→ ASSIGNMENT: Please set down every record exactly as it appears below.

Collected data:
------------------------------
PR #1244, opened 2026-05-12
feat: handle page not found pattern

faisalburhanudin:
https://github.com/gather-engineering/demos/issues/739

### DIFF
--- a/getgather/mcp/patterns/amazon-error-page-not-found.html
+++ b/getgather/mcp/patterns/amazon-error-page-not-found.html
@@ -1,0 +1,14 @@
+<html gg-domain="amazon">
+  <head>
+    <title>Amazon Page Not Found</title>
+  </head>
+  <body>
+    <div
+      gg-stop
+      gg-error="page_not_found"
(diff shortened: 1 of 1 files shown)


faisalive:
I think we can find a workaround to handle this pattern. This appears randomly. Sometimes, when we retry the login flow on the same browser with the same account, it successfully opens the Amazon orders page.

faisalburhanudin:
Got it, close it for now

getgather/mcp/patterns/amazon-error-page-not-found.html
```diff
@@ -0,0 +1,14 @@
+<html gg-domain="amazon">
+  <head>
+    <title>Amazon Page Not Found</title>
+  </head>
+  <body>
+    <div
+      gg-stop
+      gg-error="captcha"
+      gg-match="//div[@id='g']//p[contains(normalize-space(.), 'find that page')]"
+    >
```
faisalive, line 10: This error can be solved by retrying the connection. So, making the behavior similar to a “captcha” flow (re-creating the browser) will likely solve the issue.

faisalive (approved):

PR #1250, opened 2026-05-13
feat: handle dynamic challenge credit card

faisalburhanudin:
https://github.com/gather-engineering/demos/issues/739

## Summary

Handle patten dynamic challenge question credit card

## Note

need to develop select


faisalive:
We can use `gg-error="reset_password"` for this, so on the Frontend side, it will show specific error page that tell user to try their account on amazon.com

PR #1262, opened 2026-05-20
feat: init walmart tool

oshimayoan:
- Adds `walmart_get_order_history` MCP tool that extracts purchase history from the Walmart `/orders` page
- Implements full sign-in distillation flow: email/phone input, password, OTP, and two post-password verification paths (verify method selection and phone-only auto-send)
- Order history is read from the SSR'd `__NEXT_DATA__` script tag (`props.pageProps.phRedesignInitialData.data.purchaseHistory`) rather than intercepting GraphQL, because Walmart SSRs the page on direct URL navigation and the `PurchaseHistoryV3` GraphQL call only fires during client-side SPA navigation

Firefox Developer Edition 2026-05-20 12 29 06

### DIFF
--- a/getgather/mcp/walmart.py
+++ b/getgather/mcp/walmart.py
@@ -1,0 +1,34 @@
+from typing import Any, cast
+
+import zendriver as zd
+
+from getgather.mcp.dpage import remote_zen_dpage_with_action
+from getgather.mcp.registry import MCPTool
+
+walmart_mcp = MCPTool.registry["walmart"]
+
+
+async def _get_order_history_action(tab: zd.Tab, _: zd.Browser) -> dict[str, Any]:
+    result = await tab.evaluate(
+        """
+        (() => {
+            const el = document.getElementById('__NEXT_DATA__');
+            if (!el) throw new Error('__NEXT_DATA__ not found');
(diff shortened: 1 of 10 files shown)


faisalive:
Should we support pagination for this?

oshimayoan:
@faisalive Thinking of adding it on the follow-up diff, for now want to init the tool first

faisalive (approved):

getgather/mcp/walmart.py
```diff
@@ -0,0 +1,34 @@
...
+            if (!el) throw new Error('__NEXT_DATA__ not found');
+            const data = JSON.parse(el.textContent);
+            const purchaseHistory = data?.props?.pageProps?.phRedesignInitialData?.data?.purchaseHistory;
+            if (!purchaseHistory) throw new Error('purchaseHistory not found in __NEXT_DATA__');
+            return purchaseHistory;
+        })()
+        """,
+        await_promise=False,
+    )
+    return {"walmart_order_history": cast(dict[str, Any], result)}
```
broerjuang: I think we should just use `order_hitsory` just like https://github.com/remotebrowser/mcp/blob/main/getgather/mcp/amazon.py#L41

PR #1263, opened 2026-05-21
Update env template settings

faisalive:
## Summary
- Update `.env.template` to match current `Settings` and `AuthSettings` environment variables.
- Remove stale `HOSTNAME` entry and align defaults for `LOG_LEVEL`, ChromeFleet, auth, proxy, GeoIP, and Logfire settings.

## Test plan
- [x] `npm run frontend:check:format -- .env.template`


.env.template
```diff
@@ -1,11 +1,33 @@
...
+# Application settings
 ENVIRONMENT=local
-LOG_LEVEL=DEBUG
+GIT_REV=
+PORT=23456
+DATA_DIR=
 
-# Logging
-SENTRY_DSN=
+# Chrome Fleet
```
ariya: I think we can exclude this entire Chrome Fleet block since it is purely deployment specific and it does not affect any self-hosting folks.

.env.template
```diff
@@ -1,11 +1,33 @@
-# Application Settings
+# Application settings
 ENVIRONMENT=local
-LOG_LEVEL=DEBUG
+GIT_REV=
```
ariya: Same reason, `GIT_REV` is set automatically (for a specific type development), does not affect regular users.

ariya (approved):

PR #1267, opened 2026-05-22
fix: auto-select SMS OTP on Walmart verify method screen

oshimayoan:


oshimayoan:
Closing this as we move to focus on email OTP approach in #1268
------------------------------
→ EXERCISE OUTPUT:
PR #1244, opened 2026-05-12
feat: handle page not found pattern

faisalburhanudin:
https://github.com/gather-engineering/demos/issues/739

### DIFF
--- a/getgather/mcp/patterns/amazon-error-page-not-found.html
+++ b/getgather/mcp/patterns/amazon-error-page-not-found.html
@@ -1,0 +1,14 @@
+<html gg-domain="amazon">
+  <head>
+    <title>Amazon Page Not Found</title>
+  </head>
+  <body>
+    <div
+      gg-stop
+      gg-error="page_not_found"
(diff shortened: 1 of 1 files shown)


faisalive:
I think we can find a workaround to handle this pattern. This appears randomly. Sometimes, when we retry the login flow on the same browser with the same account, it successfully opens the Amazon orders page.

faisalburhanudin:
Got it, close it for now

getgather/mcp/patterns/amazon-error-page-not-found.html
```diff
@@ -0,0 +1,14 @@
+<html gg-domain="amazon">
+  <head>
+    <title>Amazon Page Not Found</title>
+  </head>
+  <body>
+    <div
+      gg-stop
+      gg-error="captcha"
+      gg-match="//div[@id='g']//p[contains(normalize-space(.), 'find that page')]"
+    >
```
faisalive, line 10: This error can be solved by retrying the connection. So, making the behavior similar to a “captcha” flow (re-creating the browser) will likely solve the issue.

faisalive (approved):

PR #1250, opened 2026-05-13
feat: handle dynamic challenge credit card

faisalburhanudin:
https://github.com/gather-engineering/demos/issues/739

## Summary

Handle patten dynamic challenge question credit card

## Note

need to develop select


faisalive:
We can use `gg-error="reset_password"` for this, so on the Frontend side, it will show specific error page that tell user to try their account on amazon.com

PR #1262, opened 2026-05-20
feat: init walmart tool

oshimayoan:
- Adds `walmart_get_order_history` MCP tool that extracts purchase history from the Walmart `/orders` page
- Implements full sign-in distillation flow: email/phone input, password, OTP, and two post-password verification paths (verify method selection and phone-only auto-send)
- Order history is read from the SSR'd `__NEXT_DATA__` script tag (`props.pageProps.phRedesignInitialData.data.purchaseHistory`) rather than intercepting GraphQL, because Walmart SSRs the page on direct URL navigation and the `PurchaseHistoryV3` GraphQL call only fires during client-side SPA navigation

Firefox Developer Edition 2026-05-20 12 29 06

### DIFF
--- a/getgather/mcp/walmart.py
+++ b/getgather/mcp/walmart.py
@@ -1,0 +1,34 @@
+from typing import Any, cast
+
+import zendriver as zd
+
+from getgather.mcp.dpage import remote_zen_dpage_with_action
+from getgather.mcp.registry import MCPTool
+
+walmart_mcp = MCPTool.registry["walmart"]
+
+
+async def _get_order_history_action(tab: zd.Tab, _: zd.Browser) -> dict[str, Any]:
+    result = await tab.evaluate(
+        """
+        (() => {
+            const el = document.getElementById('__NEXT_DATA__');
+            if (!el) throw new Error('__NEXT_DATA__ not found');
(diff shortened: 1 of 10 files shown)


faisalive:
Should we support pagination for this?

oshimayoan:
@faisalive Thinking of adding it on the follow-up diff, for now want to init the tool first

faisalive (approved):

getgather/mcp/walmart.py
```diff
@@ -0,0 +1,34 @@
...
+            if (!el) throw new Error('__NEXT_DATA__ not found');
+            const data = JSON.parse(el.textContent);
+            const purchaseHistory = data?.props?.pageProps?.phRedesignInitialData?.data?.purchaseHistory;
+            if (!purchaseHistory) throw new Error('purchaseHistory not found in __NEXT_DATA__');
+            return purchaseHistory;
+        })()
+        """,
+        await_promise=False,
+    )
+    return {"walmart_order_history": cast(dict[str, Any], result)}
```
broerjuang: I think we should just use `order_hitsory` just like https://github.com/remotebrowser/mcp/blob/main/getgather/mcp/amazon.py#L41

PR #1263, opened 2026-05-21
Update env template settings

faisalive:
## Summary
- Update `.env.template` to match current `Settings` and `AuthSettings` environment variables.
- Remove stale `HOSTNAME` entry and align defaults for `LOG_LEVEL`, ChromeFleet, auth, proxy, GeoIP, and Logfire settings.

## Test plan
- [x] `npm run frontend:check:format -- .env.template`


.env.template
```diff
@@ -1,11 +1,33 @@
...
+# Application settings
 ENVIRONMENT=local
-LOG_LEVEL=DEBUG
+GIT_REV=
+PORT=23456
+DATA_DIR=
 
-# Logging
-SENTRY_DSN=
+# Chrome Fleet
```
ariya: I think we can exclude this entire Chrome Fleet block since it is purely deployment specific and it does not affect any self-hosting folks.

.env.template
```diff
@@ -1,11 +1,33 @@
-# Application Settings
+# Application settings
 ENVIRONMENT=local
-LOG_LEVEL=DEBUG
+GIT_REV=
```
ariya: Same reason, `GIT_REV` is set automatically (for a specific type development), does not affect regular users.

ariya (approved):

PR #1267, opened 2026-05-22
fix: auto-select SMS OTP on Walmart verify method screen

oshimayoan:


oshimayoan:
Closing this as we move to focus on email OTP approach in #1268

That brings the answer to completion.